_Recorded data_
Issue #526, opened 2021-05-31
Detailed record for documents (modifications required)


agentilb:
Here are the modification needed on the detailed view for documents

### Access online

- [x] When there is no ebook version of the document: below "Request the e-book", add a text: "We will do our best to give you access to the ebook, but please note that not all books are made available as ebooks by providers."

### Tab: "Detail": 

- [x] Do not display the source of the keywords. 

<img width="1059" alt="Screenshot 2021-05-31 at 11 54 47" src="https://user-images.githubusercontent.com/12181904/120192451-794e1d00-c21b-11eb-8f40-a56151bad67b.png">

- [x] The alternative titles are currently displayed behind "Others", they should be displayed at this level: 
-> the subtitle should be displayed beside the title, with a ":" to make the separation. 
-> The other alternative titles should be displayed below the main title having on the same line titles and subtitles. 

### Tab: "Identifier": 

- [x] Make identifiers clickable: Arxiv number, Inspire ID, DOI: 
<img width="1043" alt="Screenshot 2021-05-31 at 12 06 30" src="https://user-images.githubusercontent.com/12181904/120192496-8539df00-c21b-11eb-97cd-8578dd04d659.png">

_Description of the task_
Reproduce each line of the records in which "width" appears.

_Response for this exercise_
<img width="1059" alt="Screenshot 2021-05-31 at 11 54 47" src="https://user-images.githubusercontent.com/12181904/120192451-794e1d00-c21b-11eb-8f40-a56151bad67b.png">
<img width="1043" alt="Screenshot 2021-05-31 at 12 06 30" src="https://user-images.githubusercontent.com/12181904/120192496-8539df00-c21b-11eb-97cd-8578dd04d659.png">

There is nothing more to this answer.